#### TRY IT
Below are some entries. Repeat exactly the lines from the one with "Fixes #5142" through the one with "private statisticsAddedIndexed = false;", and only those.

● ● ● ● ●

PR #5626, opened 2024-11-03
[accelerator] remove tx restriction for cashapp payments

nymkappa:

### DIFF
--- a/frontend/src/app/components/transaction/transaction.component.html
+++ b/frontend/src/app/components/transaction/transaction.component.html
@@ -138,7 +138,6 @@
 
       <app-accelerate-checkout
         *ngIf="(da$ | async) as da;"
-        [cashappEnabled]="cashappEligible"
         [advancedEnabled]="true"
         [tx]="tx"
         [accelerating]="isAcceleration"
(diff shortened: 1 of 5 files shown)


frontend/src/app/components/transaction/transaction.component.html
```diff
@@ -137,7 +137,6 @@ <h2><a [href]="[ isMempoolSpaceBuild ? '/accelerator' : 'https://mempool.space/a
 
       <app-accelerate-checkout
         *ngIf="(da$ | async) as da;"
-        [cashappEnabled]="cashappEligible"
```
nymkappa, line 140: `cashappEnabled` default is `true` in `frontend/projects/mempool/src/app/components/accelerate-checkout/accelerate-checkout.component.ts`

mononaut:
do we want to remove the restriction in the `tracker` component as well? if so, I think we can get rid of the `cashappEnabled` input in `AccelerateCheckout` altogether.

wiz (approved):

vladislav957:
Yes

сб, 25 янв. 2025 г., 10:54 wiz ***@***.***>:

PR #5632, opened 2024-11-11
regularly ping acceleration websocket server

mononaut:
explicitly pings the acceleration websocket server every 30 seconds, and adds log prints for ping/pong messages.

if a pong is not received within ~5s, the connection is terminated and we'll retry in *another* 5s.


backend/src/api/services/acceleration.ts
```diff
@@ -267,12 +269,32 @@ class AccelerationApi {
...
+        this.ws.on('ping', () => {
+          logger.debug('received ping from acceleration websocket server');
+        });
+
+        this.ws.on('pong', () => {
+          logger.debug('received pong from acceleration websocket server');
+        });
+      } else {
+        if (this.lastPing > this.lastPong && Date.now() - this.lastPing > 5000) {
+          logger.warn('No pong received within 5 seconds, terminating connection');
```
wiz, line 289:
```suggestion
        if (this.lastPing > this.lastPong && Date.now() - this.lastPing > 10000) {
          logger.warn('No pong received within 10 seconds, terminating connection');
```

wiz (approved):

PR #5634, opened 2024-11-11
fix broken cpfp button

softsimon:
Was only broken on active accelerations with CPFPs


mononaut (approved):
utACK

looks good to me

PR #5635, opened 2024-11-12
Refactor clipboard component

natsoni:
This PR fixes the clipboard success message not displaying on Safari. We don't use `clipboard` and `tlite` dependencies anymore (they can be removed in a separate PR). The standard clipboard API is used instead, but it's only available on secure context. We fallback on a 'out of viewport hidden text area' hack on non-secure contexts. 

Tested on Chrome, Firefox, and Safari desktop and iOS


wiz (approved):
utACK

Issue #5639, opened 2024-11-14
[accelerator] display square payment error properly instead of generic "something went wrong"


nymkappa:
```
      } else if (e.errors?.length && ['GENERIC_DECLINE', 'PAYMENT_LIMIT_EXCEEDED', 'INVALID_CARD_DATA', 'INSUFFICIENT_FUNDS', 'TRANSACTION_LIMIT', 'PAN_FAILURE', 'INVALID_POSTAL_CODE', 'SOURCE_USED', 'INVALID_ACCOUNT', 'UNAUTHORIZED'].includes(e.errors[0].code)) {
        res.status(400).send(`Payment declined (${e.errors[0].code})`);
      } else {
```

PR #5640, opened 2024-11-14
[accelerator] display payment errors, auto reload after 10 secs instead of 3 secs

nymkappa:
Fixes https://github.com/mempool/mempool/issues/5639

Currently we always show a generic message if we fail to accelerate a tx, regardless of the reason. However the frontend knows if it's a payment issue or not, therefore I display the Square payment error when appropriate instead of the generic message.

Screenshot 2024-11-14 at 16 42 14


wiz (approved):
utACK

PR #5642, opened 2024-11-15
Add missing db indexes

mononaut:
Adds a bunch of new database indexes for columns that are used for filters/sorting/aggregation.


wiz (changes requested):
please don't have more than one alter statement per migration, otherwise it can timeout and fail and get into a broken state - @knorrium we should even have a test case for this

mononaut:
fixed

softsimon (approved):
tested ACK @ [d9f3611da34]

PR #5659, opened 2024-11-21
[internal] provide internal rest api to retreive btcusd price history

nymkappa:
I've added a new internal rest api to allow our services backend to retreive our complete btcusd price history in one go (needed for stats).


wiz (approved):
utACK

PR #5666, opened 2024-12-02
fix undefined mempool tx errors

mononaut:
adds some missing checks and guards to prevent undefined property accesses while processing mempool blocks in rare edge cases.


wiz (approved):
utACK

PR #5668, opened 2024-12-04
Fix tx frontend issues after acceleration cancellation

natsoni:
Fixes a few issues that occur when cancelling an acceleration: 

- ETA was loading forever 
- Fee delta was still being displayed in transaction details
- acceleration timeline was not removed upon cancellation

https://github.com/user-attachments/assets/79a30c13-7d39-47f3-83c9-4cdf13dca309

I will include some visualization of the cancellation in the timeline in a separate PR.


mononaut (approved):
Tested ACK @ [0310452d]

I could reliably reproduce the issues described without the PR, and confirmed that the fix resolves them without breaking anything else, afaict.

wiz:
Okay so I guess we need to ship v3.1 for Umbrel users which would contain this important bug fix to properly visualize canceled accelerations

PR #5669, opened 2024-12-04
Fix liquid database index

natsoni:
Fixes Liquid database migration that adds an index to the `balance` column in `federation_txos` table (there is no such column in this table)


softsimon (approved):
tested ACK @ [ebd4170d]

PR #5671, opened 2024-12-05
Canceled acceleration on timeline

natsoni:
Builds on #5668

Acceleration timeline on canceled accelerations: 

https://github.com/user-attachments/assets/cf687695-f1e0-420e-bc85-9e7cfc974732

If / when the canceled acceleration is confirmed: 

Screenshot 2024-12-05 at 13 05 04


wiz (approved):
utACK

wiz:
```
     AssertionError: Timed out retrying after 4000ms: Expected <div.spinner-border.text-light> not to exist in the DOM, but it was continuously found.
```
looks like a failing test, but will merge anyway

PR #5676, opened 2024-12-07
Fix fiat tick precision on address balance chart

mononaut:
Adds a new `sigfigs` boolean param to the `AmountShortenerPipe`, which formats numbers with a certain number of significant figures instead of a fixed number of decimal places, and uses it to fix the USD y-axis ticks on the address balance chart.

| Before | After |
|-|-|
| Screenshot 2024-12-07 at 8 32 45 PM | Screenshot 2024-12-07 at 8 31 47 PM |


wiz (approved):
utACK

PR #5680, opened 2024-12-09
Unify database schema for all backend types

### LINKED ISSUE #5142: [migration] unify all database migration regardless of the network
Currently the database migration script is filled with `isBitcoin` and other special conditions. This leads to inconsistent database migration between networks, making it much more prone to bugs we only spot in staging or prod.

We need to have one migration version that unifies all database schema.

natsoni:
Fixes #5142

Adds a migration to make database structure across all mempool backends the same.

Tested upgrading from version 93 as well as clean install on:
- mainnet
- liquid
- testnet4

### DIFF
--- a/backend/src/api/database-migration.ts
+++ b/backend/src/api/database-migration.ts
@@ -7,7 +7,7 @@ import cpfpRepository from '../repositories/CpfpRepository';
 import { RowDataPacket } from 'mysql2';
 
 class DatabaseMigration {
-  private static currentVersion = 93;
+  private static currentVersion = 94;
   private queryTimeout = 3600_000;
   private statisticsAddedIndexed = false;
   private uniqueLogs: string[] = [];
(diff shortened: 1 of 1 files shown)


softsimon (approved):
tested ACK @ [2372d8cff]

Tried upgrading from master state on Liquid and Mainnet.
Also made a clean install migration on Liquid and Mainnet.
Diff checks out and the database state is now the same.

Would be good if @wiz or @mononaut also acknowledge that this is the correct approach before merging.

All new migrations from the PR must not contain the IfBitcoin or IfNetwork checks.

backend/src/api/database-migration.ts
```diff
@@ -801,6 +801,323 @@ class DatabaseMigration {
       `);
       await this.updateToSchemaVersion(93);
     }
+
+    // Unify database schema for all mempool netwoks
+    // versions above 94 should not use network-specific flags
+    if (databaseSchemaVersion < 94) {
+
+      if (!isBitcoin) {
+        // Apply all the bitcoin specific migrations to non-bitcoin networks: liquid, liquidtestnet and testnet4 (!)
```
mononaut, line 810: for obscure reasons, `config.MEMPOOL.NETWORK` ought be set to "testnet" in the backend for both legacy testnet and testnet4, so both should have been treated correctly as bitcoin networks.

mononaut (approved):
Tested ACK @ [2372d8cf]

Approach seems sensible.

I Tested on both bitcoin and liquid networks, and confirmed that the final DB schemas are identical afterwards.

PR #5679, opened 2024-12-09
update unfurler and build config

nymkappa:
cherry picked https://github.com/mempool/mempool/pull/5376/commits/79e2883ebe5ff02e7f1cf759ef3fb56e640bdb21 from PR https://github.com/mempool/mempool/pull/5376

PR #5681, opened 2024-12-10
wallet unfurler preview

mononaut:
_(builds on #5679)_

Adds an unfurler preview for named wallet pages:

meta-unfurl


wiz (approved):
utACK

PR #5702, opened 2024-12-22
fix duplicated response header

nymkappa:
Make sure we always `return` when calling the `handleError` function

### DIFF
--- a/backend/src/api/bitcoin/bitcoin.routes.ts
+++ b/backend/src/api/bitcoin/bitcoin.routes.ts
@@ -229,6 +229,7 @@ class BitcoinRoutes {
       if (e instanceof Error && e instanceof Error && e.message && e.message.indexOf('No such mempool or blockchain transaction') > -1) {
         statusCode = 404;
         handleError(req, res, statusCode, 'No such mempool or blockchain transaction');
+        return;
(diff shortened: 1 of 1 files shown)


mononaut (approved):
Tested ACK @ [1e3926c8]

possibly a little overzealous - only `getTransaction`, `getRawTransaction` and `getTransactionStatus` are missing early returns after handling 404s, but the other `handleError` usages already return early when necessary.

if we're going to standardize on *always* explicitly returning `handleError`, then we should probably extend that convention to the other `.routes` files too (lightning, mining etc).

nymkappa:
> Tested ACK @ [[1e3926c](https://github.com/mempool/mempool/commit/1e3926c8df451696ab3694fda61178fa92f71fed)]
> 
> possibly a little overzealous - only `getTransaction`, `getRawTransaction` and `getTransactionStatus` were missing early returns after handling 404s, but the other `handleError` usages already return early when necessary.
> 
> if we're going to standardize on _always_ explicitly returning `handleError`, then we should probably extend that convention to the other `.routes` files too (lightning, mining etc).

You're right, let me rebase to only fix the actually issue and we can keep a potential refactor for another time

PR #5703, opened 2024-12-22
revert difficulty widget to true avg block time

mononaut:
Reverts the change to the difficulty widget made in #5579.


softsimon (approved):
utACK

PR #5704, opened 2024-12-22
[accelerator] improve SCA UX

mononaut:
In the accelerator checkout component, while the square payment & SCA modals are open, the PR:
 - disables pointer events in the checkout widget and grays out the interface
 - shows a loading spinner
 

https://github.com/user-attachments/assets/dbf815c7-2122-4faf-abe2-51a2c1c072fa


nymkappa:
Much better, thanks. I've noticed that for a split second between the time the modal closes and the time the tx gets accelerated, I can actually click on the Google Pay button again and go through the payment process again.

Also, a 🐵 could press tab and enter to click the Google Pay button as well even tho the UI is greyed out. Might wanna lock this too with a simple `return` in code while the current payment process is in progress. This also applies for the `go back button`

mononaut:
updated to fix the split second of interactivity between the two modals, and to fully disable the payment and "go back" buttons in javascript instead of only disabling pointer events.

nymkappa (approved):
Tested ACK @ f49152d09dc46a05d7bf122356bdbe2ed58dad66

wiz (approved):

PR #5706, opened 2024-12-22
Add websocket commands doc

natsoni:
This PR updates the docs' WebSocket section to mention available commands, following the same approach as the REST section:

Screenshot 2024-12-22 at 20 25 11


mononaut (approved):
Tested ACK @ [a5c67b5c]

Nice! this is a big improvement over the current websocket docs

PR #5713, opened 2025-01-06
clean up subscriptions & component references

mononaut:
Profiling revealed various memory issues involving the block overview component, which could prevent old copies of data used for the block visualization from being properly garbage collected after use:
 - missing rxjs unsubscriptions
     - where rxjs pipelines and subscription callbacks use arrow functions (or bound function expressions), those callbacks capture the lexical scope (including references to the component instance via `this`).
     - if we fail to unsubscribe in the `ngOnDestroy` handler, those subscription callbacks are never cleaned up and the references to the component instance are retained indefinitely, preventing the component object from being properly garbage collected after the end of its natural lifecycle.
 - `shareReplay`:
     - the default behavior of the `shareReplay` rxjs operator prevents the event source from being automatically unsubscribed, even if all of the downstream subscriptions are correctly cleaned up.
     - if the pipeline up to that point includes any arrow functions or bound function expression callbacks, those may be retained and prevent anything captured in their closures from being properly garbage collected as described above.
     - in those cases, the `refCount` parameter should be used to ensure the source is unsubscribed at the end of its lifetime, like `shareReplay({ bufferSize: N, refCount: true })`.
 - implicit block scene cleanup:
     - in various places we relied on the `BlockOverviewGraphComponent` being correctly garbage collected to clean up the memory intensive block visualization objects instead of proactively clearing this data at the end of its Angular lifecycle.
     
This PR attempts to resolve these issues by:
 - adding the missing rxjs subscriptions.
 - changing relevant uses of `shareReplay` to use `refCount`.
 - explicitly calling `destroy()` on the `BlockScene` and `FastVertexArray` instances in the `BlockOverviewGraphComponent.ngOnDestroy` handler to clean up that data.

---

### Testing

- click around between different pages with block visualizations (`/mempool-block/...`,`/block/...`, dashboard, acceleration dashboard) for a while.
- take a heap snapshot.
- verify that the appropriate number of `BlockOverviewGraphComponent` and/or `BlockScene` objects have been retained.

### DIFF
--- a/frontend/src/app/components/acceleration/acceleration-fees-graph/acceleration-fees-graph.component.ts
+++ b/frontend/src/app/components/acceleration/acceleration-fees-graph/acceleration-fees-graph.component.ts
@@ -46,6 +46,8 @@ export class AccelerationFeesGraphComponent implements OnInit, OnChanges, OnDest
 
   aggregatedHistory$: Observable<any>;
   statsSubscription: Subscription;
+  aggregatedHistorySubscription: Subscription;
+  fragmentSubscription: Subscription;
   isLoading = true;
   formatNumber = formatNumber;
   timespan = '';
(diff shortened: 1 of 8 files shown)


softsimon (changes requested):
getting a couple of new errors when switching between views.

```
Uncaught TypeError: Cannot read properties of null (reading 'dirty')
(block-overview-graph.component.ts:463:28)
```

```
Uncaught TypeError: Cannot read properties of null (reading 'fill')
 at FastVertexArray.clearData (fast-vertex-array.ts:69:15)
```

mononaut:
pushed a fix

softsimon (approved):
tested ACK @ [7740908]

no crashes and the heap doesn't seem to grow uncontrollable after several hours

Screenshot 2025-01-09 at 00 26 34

● ● ● ● ●

#### RESULT OF THIS TASK
Fixes #5142

Adds a migration to make database structure across all mempool backends the same.

Tested upgrading from version 93 as well as clean install on:
- mainnet
- liquid
- testnet4

### DIFF
--- a/backend/src/api/database-migration.ts
+++ b/backend/src/api/database-migration.ts
@@ -7,7 +7,7 @@ import cpfpRepository from '../repositories/CpfpRepository';
 import { RowDataPacket } from 'mysql2';
 
 class DatabaseMigration {
-  private static currentVersion = 93;
+  private static currentVersion = 94;
   private queryTimeout = 3600_000;
   private statisticsAddedIndexed = false;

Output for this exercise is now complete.